In contrast to the impressions sometimes given in fictitious depictions, robots are not employed in technical medical environments with the aim of fully ousting human employees. Medical robots primarily perform an assisting role, in which they are regarded as a helping hand or an extended arm. They offer a finely nuanced selection of applications and procedures, and they can be specially configured to perform certain processes with great precision and simplicity. Medical robots, or more specifically their active arm element, are sometimes referred to as manipulators, as they principally do not act independently but always under the control of a human operator. In this way, the technology represents a positive manipulation or optimisation of human abilities.
The main advantages and elementary characteristics of medical robots are brought to bear in minimal invasion procedures. Their constant level of work performance serves to shorten the duration of operations and in turn reduce the stress on the patient and decrease the incidence of treatment errors brought about through tiredness. Actively controlled medical robots can be operated remotely, where required, using a console. This means that the surgeon does not have to stand directly at the operating table but is able to control the system from a distance of a several metres.

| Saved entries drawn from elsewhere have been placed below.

Issue #990, opened 2020-05-16
MPI partitioning issues for Turbomachinery runs


auzbaig:
The number of cores I can run Turbomachinery cases always behaves unpredictably. Here are my observations:

1. Ran my case with 1 or 2 cores it runs fine.

2. Any higher than that, it gives a segmentation fault or the following error:

---------------------- Turbomachinery Preprocessing ---------------------
Initialize Turbo Vertex Structure.
Error in "virtual void CPhysicalGeometry::ComputeNSpan(CConfig*, short unsigned int, short unsigned int, bool)":
-------------------------------------------------------------------------
 At the moment only turbomachinery with the same amount of span-wise section can be simulated
nSpan inflow 113, nSpan outflow 32510
------------------------------ Error Exit -------------------------------

3. I generate the mesh again, with the **same** NPOIN and NELEM but the mesh files are different in point numbering, and now the case runs with 3 cores as well and above that gives the same error.

Is this issue known? It may be a small fix in "CPhysicalGeometry::ComputeNSpan" to partition nSpan outflow correctly.

 - OS: CentOS 7
 - SU2 Version:  v7.0.4

economon:
I am not too familiar with that routine, but I do know that there are some checks related to periodic BCs inside. Are you using periodic BCs for your case? You might go through the routine to see that the counting of the spans is correct. Perhaps @salvovitale can comment if there's time.

Also, can you verify that the test cases in SU2/TestCases/turbomachinery/ are working for you on your system? Might check for additional options that appear in those examples.

auzbaig:
Yes, I am using periodic boundaries. However, the points are matched without any issue during initialization so I don't think the issue is there. Turbomachinery cases are working but the issue is with MPI where after a certain number of cores a case may encounter segmentation fault. I cannot predict beforehand at what number of cores it will fail, or if it will even fail or not.

stephansmit:
I had the same issue, its depended on the way the mesh is partitioned. There is an error in the calculation of NSpan (they should be the same for the inlet and outlet) when the boundary is on two different cores (points are counted twice).  I resolved it by making an extra entry in the config that specifies the number of spanwise sections.

auzbaig:
@stephansmit I think that should be able to resolve the issue temporarily. Can you let me know how you did it? Can you start a pull request for those changes to merge into [turbo_output_opt](https://github.com/su2code/SU2/tree/turbo_output_opt)?

auzbaig:
[...]

PR #1221, opened 2021-03-03
Fix calculation of number of spanwise sections

### LINKED ISSUE #1219: MPI fatal error when using more than 6 processors at Turbomachinery Preprocessing step
**### MPI partitioning issues for Turbomachinery for processor count more than 6 in mpi**

I have noticed an issue with running my turbomachinery model in SU2 version 7.04, 7.1 and version 7.1.1 during the Turbomachinery preprocessing step at the  "Initialize Turbo Vertex Structure" where it **incorrectly** calculates the number of spanwise section in zone 0 and then there is a MPI fatal error. **This happens only when I use more than 6 processors**. For less than or equal to 6 processors there is no error. I have this issue with 7.04, 7.1 and now 7.1.1. 

This issue has a previous bug report in the MPI partitioning issues for Turbomachinery runs #990

I am sure the config file is correct. I have my solutions from 6 processors, but I really need to scale up the processor count so that the restitution time is within a reasonable time.
Below is an example of where it crashes for 7 processors: 
### WITH 7 processors:
---------------------- Turbomachinery Preprocessing ---------------------

Initialize Turbo Vertex Structure.
**_Number of span-wise sections in Zone 0: 139. [This is incorrect number of span-wise sections]_**
Max number of span-wise sections among all zones: 139.
Initialize solver containers for average and performance quantities.
Compute inflow and outflow average geometric quantities.
[1:node0567] unexpected disconnect completion event from [0:node0564]
[3:node0566] unexpected disconnect completion event from [0:node0564]

### WITH 6 processors:
Initialize Turbo Vertex Structure.
**Number of span-wise sections in Zone 0: 137.  [This is the correct number of span-wise sections]**
Max number of span-wise sections among all zones: 137.
Initialize solver containers for average and performance quantities.
Compute inflow and outflow average geometric quantities.
Transfer average geometric quantities to zone 0.
Inlet area for Row 1: 30.7045 cm^2.
Oulet area for Row 1: 16.9716 cm^2.
Recomputed number of blades for Row 1: 36.
Initialize inflow and outflow average solution quantities.
Inlet flow angle for Row 1: -0.00422866°.
Outlet flow angle for Row 1: -28.9224°.
------------------------------ Begin Solver -----------------------------
.......

System settings:
**CLUSTER**
 - OS: CentOS release 6.5
 - C++ compiler and version: GCC/7.3.0-2.30
 - MPI implementation and version: compiler/intel/2018.0.1 intelmpi/2018.0.1/64 mkl/2018.0.1
 - SU2 Version: [v7.1 and 7.1.1]
Thanks
Ashvin

pcarruscag:
## Proposed Changes
Try to fix #1219 based on Stephan's insight in #990

## PR Checklist


TobiKattmann (approved):
Nice investigative work 🕵️ with the issues 👍

Common/src/geometry/CPhysicalGeometry.cpp
```diff
@@ -5108,53 +5102,56 @@ unsigned short iMarker, jMarker, iMarkerTP, iSpan, jSpan, kSpan = 0;
...
+              if (!nodes->GetDomain(iPoint)) continue;
+
+              PeriodicBoundary = config->GetMarker_All_PerBound(jMarker);
+              jVertex = nodes->GetVertex(iPoint, jMarker);
+
+              if ((jVertex != -1) && (PeriodicBoundary == (val_iZone + 1))){
+                coord = nodes->GetCoord(iPoint);
+                radius = sqrt(coord[0]*coord[0]+coord[1]*coord[1]);
+                switch (config->GetKind_TurboMachinery(val_iZone)){
+                case CENTRIFUGAL:
```
TobiKattmann, line 5128: `[...] as I will not debug that function any further because it has the world record for nested loops.`
@pcarruscag, 2021-03-04, Digital ink on computerscreen in #1219

TobiKattmann: Continue-man to the rescue 🦸

Common/src/geometry/CPhysicalGeometry.cpp
```diff
@@ -5192,46 +5178,15 @@ unsigned short iMarker, jMarker, iMarkerTP, iSpan, jSpan, kSpan = 0;
...
-      //
-      //  for (iSpan = 0; iSpan < nSpan; iSpan++){
-      //    if(rank == MASTER_NODE){
-      //      cout << setprecision(16)<<  iSpan +1 << " with a value of " <<valueSpan[iSpan]<< " at flag " << marker_flag <<endl;
-      //    }
-      //  }
+      /*--- Terrible stuff to do but so is this entire bloody function goodness me... ---*/
+      SpanWiseValue[marker_flag -1] = valueSpan;
 
+      sort(SpanWiseValue[marker_flag -1], SpanWiseValue[marker_flag -1]+nSpan);
```
TobiKattmann, line 5186: 👍

Common/src/geometry/CPhysicalGeometry.cpp
TobiKattmann: Info: The artist has yet to name his piece 🎨

pcarruscag: Proper thing to do would be to find the vertices this function wants to then not repeat all those conditions 3 times... But anyway, I scrolled down from this function and realized this was only a drop in the ocean.

Common/src/geometry/CPhysicalGeometry.cpp
pcarruscag: I should hope they fire anyone who implements sort "inline" especially the quadratic complexity variant.
I also hope the comment was correct because I did not try to understand if this "sort" had something different about it.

Moreover, robots are of course immune to any mental or emotional impulses, which enables them to work with great precision, both from a spatial and a temporal perspective.
The ability of medical robots to work with great precision is of particular importance in minimal invasion procedures, which are based on the use of very small incisions. Such systems are capable of scaling down movements performed by the doctor and converting them to minimal actions. For example, a movement of one centimetre on the control element can translate to a distance of one millimetre on the patient’s body.

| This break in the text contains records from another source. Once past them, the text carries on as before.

PR #1222, opened 2021-03-04
Removed CSolver::Convective_Residual

maxaehle:
## Proposed Changes
Remove `CSolver::Convective_Residual`, as it does nothing and no derived class overrides it. There is one call in `CIntegration.cpp`, which I would like to replace by an error message. 

Note that in the present version, usage of `numerics[CONV_TERM]` would not be thread-safe, it should be `numerics[CONV_TERM + omp_get_thread_num()*MAX_TERMS]` (see also #1214).

## PR Checklist

### DIFF
--- a/SU2_CFD/src/integration/CIntegration.cpp
+++ b/SU2_CFD/src/integration/CIntegration.cpp
@@ -58,9 +58,6 @@ void CIntegration::Space_Integration(CGeometry *geometry,
     case SPACE_UPWIND:
       solver_container[MainSolver]->Upwind_Residual(geometry, solver_container, numerics, config, iMesh);
       break;
-    case FINITE_ELEMENT:
-      SU2_MPI::Error("Computation of FEM convective flux in non-FEM integration attempted.", CURRENT_FUNCTION);
-      break;
   }
 
   /*--- Compute viscous residuals ---*/
--- a/SU2_CFD/src/integration/CIntegration.cpp
+++ b/SU2_CFD/src/integration/CIntegration.cpp
@@ -59,7 +59,7 @@ void CIntegration::Space_Integration(CGeometry *geometry,
       solver_container[MainSolver]->Upwind_Residual(geometry, solver_container, numerics, config, iMesh);
       break;
     case FINITE_ELEMENT:
-      solver_container[MainSolver]->Convective_Residual(geometry, solver_container, numerics[CONV_TERM], config, iMesh, iRKStep);
+      SU2_MPI::Error("Computation of FEM convective flux in non-FEM integration attempted.", CURRENT_FUNCTION);
       break;
   }
 
--- a/SU2_CFD/include/drivers/CDriver.hpp
+++ b/SU2_CFD/include/drivers/CDriver.hpp
@@ -745,7 +745,7 @@ class CFluidDriver : public CDriver {
 protected:
    unsigned long Max_Iter;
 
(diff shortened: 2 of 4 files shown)


SU2_CFD/src/integration/CIntegration.cpp
```diff
@@ -59,7 +59,7 @@ void CIntegration::Space_Integration(CGeometry *geometry,
       solver_container[MainSolver]->Upwind_Residual(geometry, solver_container, numerics, config, iMesh);
       break;
     case FINITE_ELEMENT:
-      solver_container[MainSolver]->Convective_Residual(geometry, solver_container, numerics[CONV_TERM], config, iMesh, iRKStep);
+      SU2_MPI::Error("Computation of FEM convective flux in non-FEM integration attempted.", CURRENT_FUNCTION);
       break;
```
pcarruscag, line 63: Thank you for going after dead code :+1: 
It should also be fairly safe to not cover the FINITE_ELEMENT case or just handle `default`, I doubt the execution will reach here if the wrong integration class is instantiated (multiple things would have to go wrong).
But looks good to me.

pcarruscag (approved):

SU2_CFD/src/integration/CIntegration.cpp
maxaehle: By the way, there is dead code even in `SU2_CFD.cpp`, the `else` branch is unreachable: If it were reached, then `turbo` and `harmonic_balance` would both be `false`. As `(multizone && !turbo)` has to be `false`, `multizone` must be `false` as well. But then `((!multizone && !harmonic_balance && !turbo) || (turbo && disc_adj))` is `true` ;)

maxaehle: I didn't touch this until now because I don't understand the principle behind these nested `if`-statement. Do you think the `else` branch in `SU2_CFD.cpp` should be removed?

pcarruscag: I'm not even going to try unfolding the logic, take it out or throw an error, if the tests pass it's fine by me.

pcarruscag: :spaghetti:

pcarruscag: We can even make the constructors of CFluidDriver protected since it is not meant for standalone use anymore (it exists as the base for the legacy drivers).

maxaehle: done in commit 7825b3b

maxaehle: > It should also be fairly safe to not cover the FINITE_ELEMENT case or just handle `default`, I doubt the execution will reach here if the wrong integration class is instantiated (multiple things would have to go wrong).

I agree, commit 42fab4f

TobiKattmann (approved):
Thanks @maxaehle for removing unused code 👍 Always really valuable to have those cleanups 🧹

maxaehle:
When the tests have run, I'll ignore this annoying CodeFactor test and merge, right?

TobiKattmann:
> 
> 
> When the tests have run, I'll ignore this annoying CodeFactor test and merge, right?

👍 Yep, I guess this `Complex code` without any further detail of codeFactor is a bug or sth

The application spectrum of medical robots in the operating theatre is already highly varied. They are particularly useful in surgical environments and their various specialist disciplines, such as orthopaedics, plastic surgery, and heart surgery. However, robots are also employed in medical contexts outside the operating theatre. Specialised medical robots can be used for transporting blood reserves or for bottling samples. Others are able to perform targeted mixing of liquids in test tubes. Further applications of medical robots can be found in the fields of diagnostics, care, and out-patients treatment.
Innovations made in recent years have revealed another area with a direct association to conventional medicine that benefits from robotics: rehabilitation and its associated measures. So-called exoskeletons, support structures that are equipped with servo motors, are used to help patients to perform everyday sequences of movements. Gears in the HFUS-2UH® series by Harmonic Drive AG are employed in the robot’s joints to ensure required attributes such as freedom from play, compactness and quiet operation. Only by using high-quality, precisely functioning technology, is it possible to offer patients effective rehabilitation training in a three-dimensional work area. As with the application fields described above, many new application areas for medical robots can be expected in future in the area of patient rehabilitation.